PR #477, opened 2025-01-21
feat(otaclient_release): add Dockerfile for otaclient application image

Bodong-Yang:
## Introduction

This PR adds dockerfile for creating otaclient application docker image, which is for further creating otaclient squashfs application image. A README.md is also added containing the steps to create zstd compressed otaclient application squashfs image.

https://tier4.atlassian.net/browse/RT4-14061


docker/app_img/Dockerfile
```diff
@@ -0,0 +1,64 @@
...
+ARG OTACLIENT_INSTALLATION="/otaclient"
+
+COPY --from=image_build ${OTACLIENT_INSTALLATION} ${OTACLIENT_INSTALLATION}
+
+ENV OTACLIENT_VERSION=${OTACLIENT_VERSION}
+ENV OTACLIENT_INSTALLATION=${OTACLIENT_INSTALLATION}
+ENV OTACLIENT_VENV=${OTACLIENT_INSTALLATION}/venv
+
+RUN set -eux; \
+    ln -s ${OTACLIENT_VENV}/bin/python3 /otaclient_py3; \
```
airkei, line 53: what's the motivation to create symbolic link?

docker/app_img/Dockerfile
```diff
@@ -0,0 +1,64 @@
...
+		\) -exec rm -rf '{}' + \
+	; \
+	\
+    rm -rf \
+        /root/.cache \
+        /tmp/* \
+        /var/lib/apt/lists/* \
+        /var/tmp/*
+
+FROM ${UBUNTU_BASE}
```
airkei, line 41: Why we need multiple stage?(To download python on venv?)
I wonder, if we need to use venv on the docker.

docker/app_img/Dockerfile
```diff
@@ -0,0 +1,64 @@
+ARG UBUNTU_BASE="ubuntu:22.04"
+
+FROM ${UBUNTU_BASE} AS image_build
+
+ARG OTACLIENT_WHL
+COPY ./${OTACLIENT_WHL} /tmp
```
airkei, line 6: Can I change this part to create whl by hatch in Dockerfile in the later PR?

airkei:
It will be better to create test docker images based on this dockerfile.
As next steps, I will change the existing docker-compose, test Dockerfiles, and `release.yml` to create squashfs. Is this same as your expectations?

docker/app_img/Dockerfile
Bodong-Yang: In Dockerfile, we cannot use environmental variable in CMD. I don't want to hardcode python interpreter paths of virtual env into CMD, so I use a symlink instead.

docker/app_img/Dockerfile
Bodong-Yang: In the first stage, the virtual environment is boostrapped with `python3-pip` and `python3-ven` package. 
In the second stage, we only need `python3` package, then the otaclient in the virtual environment can run as expected.

Using virtual env is for making otaclient installation portable and controllable.

Bodong-Yang:
> It will be better to create test docker images based on this dockerfile.

I think it is not so neccessary. This dockerfile is especially optimized for releasing, so I use many measures, including cleanup pycache, multiple-stages build, limit the installed packages number, etc. 
These measures are not needed for docker base image for testing. 

Also, the high prior related to test is not test Dockerfile, but is to rewrite and update many old tests of otaclient.

Bodong-Yang:
> `release.yml` to create squashfs

Yes we are going to build the squashfs with github action and add it to the release :+1:

Bodong-Yang:
@airkei (A little off-topic here) Also I think we can start to apply the otaclient release format to our release, the `manifest.jwt` and all the packages(squashfs for different architecture, update patches) can be generated by github action and push as release assets.

docker/app_img/Dockerfile
airkei: Thank you. You mean we will need to replace the final line?
```
- CMD ["sh", "-c", "${OTACLIENT_VENV}/bin/python3 -m otaclient"]
+ CMD ["/otaclient_py3", "-m", "otaclient"]
```

Bodong-Yang: Oh, my fault, the symlink method is actual not working. I update the CMD but forgot to remove the symlink creation line.

docker/app_img/Dockerfile
airkei: Thank you, understood. The original motivation is to use same environment to avoid issues, especially related to CPU architecture difference between whl and docker for arm.
I will try to separate the steps and use same environment.

airkei:
> (A little off-topic here) Also I think we can start to apply the otaclient release format to otaclient release here, the manifest.jwt and all the packages(squashfs for different architecture, update patches) can be generated by github action and push as release assets.

True. The problem is that private keys / cert are necessary to create `manifest.jwt`. And Github actions can't access these secrets :( So we can create squashfs in Github actions, but will need to create `manifest.jwt` on AWS like codepipeline.

Bodong-Yang:
> True. The problem is that private keys / cert are necessary to create manifest.jwt.

Ah we can only create the payload(the actual contents of the manifest.jwt) here, and let the AWS pipeline use the manifest.json to create manifest.jwt.

PR #480, opened 2025-01-28
chore: add CODEOWNERS

airkei:
Set @tier4/ota team as code owner.


Bodong-Yang (approved):
LGTM!

By the way, in the future I think we can increase the granularity of code owner assignment, i.e., further specify the code owner of each components in otaclient repo.

airkei:
> By the way, in the future I think we can increase the granularity of code owner assignment, i.e., further specify the code owner of each components in otaclient repo.

Yes, we can change the owner per each component. This is just first step.
I imagine we might need to exclude some directories for auto merge. Anyway, let's change it as necessary.

PR #482, opened 2025-01-31
feat: integrate new ota_metadata implementation for legacy OTA image

Bodong-Yang:
## Introduction

> [!NOTE]
> This PR follows #481.

This PR integrates the new legacy OTA image metadata implementation from #481 into otaclient. 
The `create_standy` package is written with utilizing the sqlite3 based filetable implementation from #481 .
The new implementation of how the OTA metadata is downloaded is also integrated into `ota_core` module.


src/otaclient/ota_core.py
```diff
@@ -405,11 +402,62 @@ def _process_persistents(self, ota_metadata: ota_metadata_parser.OTAMetadata):
...
+                            "failed to download metadata", module=__name__
+                        ) from _exc
+
+                    if _response.status_code in [
+                        HTTPStatus.FORBIDDEN,
+                        HTTPStatus.UNAUTHORIZED,
+                    ]:
+                        raise ota_errors.UpdateRequestCookieInvalid(
+                            module=__name__
+                        ) from _exc
```
Bodong-Yang, line 452: Previously when ota_metadata package does the metadata files downloading, we handle 404 and 403 errors there.
Now the ota_core takes the responsibility of handling 404 and 403 during metadata downloading, and we map the corresponding HTTP errors to OTA errors.

src/otaclient/ota_core.py
```diff
@@ -245,74 +246,67 @@ def __init__(
...
-        self._status_report_queue.put_nowait(
-            StatusReport(
-                payload=SetUpdateMetaReport(
-                    total_download_files_num=len(delta_bundle.download_list),
-                    total_download_files_size=delta_bundle.total_download_files_size,
-                    total_remove_files_num=len(delta_bundle.rm_delta),
-                ),
-                session_id=self.session_id,
-            )
+    def _download_file(self, entry: DownloadInfo) -> tuple[int, int, int]:
```
airkei, line 256: Let's define the `@dataclass` for output.
it's more clear than `tuple[int, int, int]:`.

src/otaclient/ota_core.py
```diff
@@ -321,14 +315,20 @@ def _download_file(
...
-
             for _done_count, _fut in enumerate(
-                _mapper.ensure_tasks(_download_file, download_list), start=1
+                _mapper.ensure_tasks(
+                    self._download_file,
+                    resource_meta.iter_resources(
+                        batch_size=cfg.MAX_CONCURRENT_DOWNLOAD_TASKS
+                    ),
+                ),
+                start=1,
```
airkei, line 331: seems `start=1` is unnecessary.

airkei (commented):
Finished initial round review.
This is big change, thus let's add much more tests for new class, function, etc. I believe It will reduce future maintenance cost and realize aggressive change.

src/otaclient/ota_core.py
Bodong-Yang: Although it doesn't affect the result, but here we are counting the items we downloaded, so we need to start from 1.

src/otaclient/ota_core.py
Bodong-Yang: Sure! As the data here is simple, I think NamedTuple is ideal.

src/otaclient/create_standby/rebuild_mode.py
```diff
@@ -16,237 +16,266 @@
...
-        # cleanup on successful finish
-        # NOTE: if failed, the tmp dirs will not be removed now,
-        #       but rebuild mode will not reuse the tmp dirs anyway
-        #       as it requires standby_slot to be erased before applying
-        #       the changes.
-        shutil.rmtree(self._ota_tmp, ignore_errors=True)
+    def rebuild_standby(self) -> None:
+        self._process_dir_entries()
+        self._process_non_regular_files()
+        self._process_regular_files()
```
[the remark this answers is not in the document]
Bodong-Yang: Also tested in e2e way in `tests/test_otaclient/test_create_standby.py`.

src/otaclient/create_standby/_delta_gen.py
```diff
@@ -0,0 +1,282 @@
...
+)
+
+CANONICAL_ROOT = cfg.CANONICAL_ROOT
+
+SHA256HEXSTRINGLEN = 256 // 8 * 2
+DELETE_BATCH_SIZE = 512
+DB_CONN_NUMS = 2
+
+
+class DeltaGenerator:
```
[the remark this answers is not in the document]
Bodong-Yang: Currently DeltaGenerator is tested in e2e way in `tests/test_otaclient/test_create_standby.py`. 
I do want to add specific test for this class, but I think we are not in a hurry.

airkei:
> When in the future we have time, we can increase the granularity of tests, i.e., besides e2e test, we also implement tests for each classes/functions 👍
For now, e2e test at tests/test_otaclient/test_create_standby.py is kind of enough, and let's add more tests in the future.

OK, I still prefer to add test cases when we add new file/class, especially prefer test driven development.
But as you say, at least the coverage of `_delta_gen.py` is enough(91%). So let's postpone to add much more tests for now.

src/otaclient/ota_core.py
Bodong-Yang: Updated in [d30215b](https://github.com/tier4/ota-client/pull/482/commits/d30215bf0d0762a201b5f3e64d13b357828aa1ab).

airkei (approved):
LGTM, thank you!

PR #487, opened 2025-02-07
feat: create_standby.rebuild_mode: file_table at delta_src assisted delta_calculation

Bodong-Yang:
## Introduction

> [!NOTE]
> This PR follows #482 .

This PR adds feature of using file_table database of delta_source(for current rebuild_mode, the active_slot's file_table) to assist and speed up delta calculation. 
With delta_source file_table presented and using sqlite3 query, we can have a list of files from delta_source with digests that we need in the OTA image, and only scan those files. Previously, we have to fully scan the delta_source to get the files that we can re-use.

With this PR, now `create_standby.DeltaGenerator` has two variants, one is the new `DeltaGenWithFileTable`, and the old `DeltaGenFullDiskScan`.
`ota_core` will check if the delta_source's file_table is presented and valid or not, if available, use `DeltaGenWithFileTable` to calculate delta.

This PR bumps to use simple-sqlite3-orm v0.10.0.

## Tests

- [x] pytest covers the changes implemented.
- [x] local pytest passed.
- [x] OTA e2e test with VM passed.
    - [x] with file_table of active_slot presented.
    - [x] without file_table of active_slot presented(the old full disk scan mode).


src/ota_metadata/file_table/_table.py
```diff
@@ -140,6 +140,7 @@ def prepare_target(
             burst_suppressed_logger.exception(
                 f"failed on preparing {self!r}, {_rs=}: {e!r}"
             )
+            raise
```
Bodong-Yang, line 143: Fix the prepare_target only logs exception but forgets to raise the exception.

src/ota_metadata/file_table/_orm.py
```diff
@@ -26,28 +29,70 @@
...
+            FROM base.{FT_REGULAR_TABLE_NAME} AS d2
+            INNER JOIN (
+                SELECT digest
+                FROM main.{FT_REGULAR_TABLE_NAME}
+                WHERE digest != {wrap_value(EMPTY_FILE_SHA256_BYTE)}
+                GROUP BY digest
+            ) AS d1 USING(digest) ORDER BY digest
+        )
+        SELECT * FROM ranked WHERE rown <= {max_entries_per_digest};
+        """
```
Bodong-Yang, line 68: The core sqlite3 query statement to get a list of entries from active_slot's file_table that have digests presented in the OTA image, a.k.a., the files we can re-use.

src/ota_metadata/legacy2/metadata.py
```diff
@@ -76,6 +78,20 @@
...
+        return
+
+    with contextlib.suppress(Exception), contextlib.closing(
+        sqlite3.connect(f"file:{db_f}?mode=ro&immutable=1", uri=True)
+    ) as con:
+        if utils.check_db_integrity(
+            con,
+            table_name=FileTableRegularORM.orm_bootstrap_table_name,
+        ):
+            return db_f
```
Bodong-Yang, line 92: We ensure that the delta_source's file_table database is valid by checking the corresponding table(`ft_regular`) is presented and valid.

src/ota_metadata/legacy2/metadata.py
```diff
@@ -262,12 +278,6 @@ def _prepare_ota_image_metadata(
             )
             symlink_save_fpath.unlink(missing_ok=True)
 
-            # ------ post parsing ------ #
-            ft_regular_orm.orm_create_index(
-                index_name="digest_index",
-                index_keys=("digest",),
-            )
-
         logger.info(
```
Bodong-Yang, line 281: With the new `orm_bootstrap_db` API, now the indexes can be defined at defining the ORM. See `FileTableRegularORM` for more details.

src/ota_metadata/legacy2/metadata.py
```diff
@@ -356,8 +370,31 @@ def iter_dir_entries(self, *, batch_size: int) -> Generator[FileTableDirectories
...
+        self, base_file_table: StrOrPath, *, max_num_of_entries_per_digest: int = 10
+    ) -> Generator[tuple[bytes, list[FileTableRegularFiles]]]:
+        _hash, _cur = b"", []
+        with FileTableRegularORM(self.connect_fstable()) as orm:
+            for entry in orm.iter_common_by_digest(str(base_file_table)):
+                if entry.digest == _hash:
+                    # When there are too many entries for this digest, just pick the first
+                    #   <max_num_of_entries_per_digest> of them.
+                    if len(_cur) <= max_num_of_entries_per_digest:
+                        _cur.append(entry)
```
Bodong-Yang, line 390: To avoid the case of there are a lot of entries that have the same hashes, we only get the first 10 entries, this should be enough for most cases.

src/otaclient/create_standby/_delta_gen.py
```diff
@@ -125,6 +96,122 @@ def __init__(
             cfg.MAX_CONCURRENT_PROCESS_FILE_TASKS
         )
 
+        # put the empty file into copy_dst
+        (copy_dst / EMPTY_FILE_SHA256).touch()
+
```
Bodong-Yang, line 101: The empty file is excluded by sqlite3 query, so we prepare one here.

src/otaclient/ota_core.py
```diff
@@ -566,14 +581,30 @@ def _execute_update(self):
...
+                    f"file_table for active_slot({_base_ft_db}) not found/invalid, use full disk scan for delta calculation!"
+                )
+                delta_calculator = DeltaGenFullDiskScan(
+                    ota_metadata=self._ota_metadata,
+                    delta_src=Path(cfg.ACTIVE_SLOT_MNT),
+                    copy_dst=self._resource_dir_on_standby,
+                    status_report_queue=self._status_report_queue,
+                    session_id=self.session_id,
+                )
+                delta_calculator.calculate_delta()
```
Bodong-Yang, line 607: Explicitly choose which DeltaGenerator to use on whether the file_table database is available or not.

src/ota_metadata/file_table/_orm.py
```diff
@@ -26,28 +29,70 @@
...
+
+        attached_db_schema = "base"
+        stmt = f"""\
+        WITH ranked AS (
+            SELECT d2.*, ROW_NUMBER() OVER (PARTITION BY d2.digest) AS rown
+            FROM base.{FT_REGULAR_TABLE_NAME} AS d2
+            INNER JOIN (
+                SELECT digest
+                FROM main.{FT_REGULAR_TABLE_NAME}
+                WHERE digest != {wrap_value(EMPTY_FILE_SHA256_BYTE)}
```
Bodong-Yang, line 63: Explicitly exclude empty file.

src/ota_metadata/file_table/_orm.py
Bodong-Yang: @airkei Please take a careful look at this query :pray:

src/otaclient_common/downloader.py
```diff
@@ -52,6 +52,9 @@
 logger = logging.getLogger(__name__)
 
 EMPTY_FILE_SHA256 = r"e3b0c44298fc1c149afbf4c8996fb92427ae41e4649b934ca495991b7852b855"
+EMPTY_FILE_SHA256_BYTE = bytes.fromhex(
+    "e3b0c44298fc1c149afbf4c8996fb92427ae41e4649b934ca495991b7852b855"
+)
```
airkei, line 57: This is same as `orm.EMPTY_FILE_SHA256_BYTE`.
Can we use the above in `_delta_gen.py` instead of the duplicated definitions?

airkei (commented):
Overall, looks good to me.
Left some minor comments.

airkei:
- we don't use `raise` at here(=continue delta calculation), is it expected?
https://github.com/tier4/ota-client/blob/cbc4c08d1d36e0164580ecd6de9c3cb5af6fd6fb/src/otaclient/create_standby/_delta_gen.py#L260-L261

Bodong-Yang:
> * we don't use `raise` at here(=continue delta calculation), is it expected?
>   https://github.com/tier4/ota-client/blob/cbc4c08d1d36e0164580ecd6de9c3cb5af6fd6fb/src/otaclient/create_standby/_delta_gen.py#L260-L261

Good catch, for delta calculation, if exception occurs for that file, it means we cannot reuse this file for special reason except hash mismatch(like the file changed during operation), in such case, we just need to log what is happening, and skip this file. 
No need to interrupt the whole delta calculation. If that file should be kept, the worst case is just we need to download it from remote.

src/otaclient_common/downloader.py
Bodong-Yang: Actually this value should not bound to detailed module, let me move it under the otaclient_common package as a shared const for the whole otaclient.

airkei (approved):
LGTM, thank you!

● ● ● ●

ASSIGNED TASK:
Filter the records above and return every line that holds the word "enough".

EXERCISE RESPONSE:
For now, e2e test at tests/test_otaclient/test_create_standby.py is kind of enough, and let's add more tests in the future.
But as you say, at least the coverage of `_delta_gen.py` is enough(91%). So let's postpone to add much more tests for now.
Bodong-Yang, line 390: To avoid the case of there are a lot of entries that have the same hashes, we only get the first 10 entries, this should be enough for most cases.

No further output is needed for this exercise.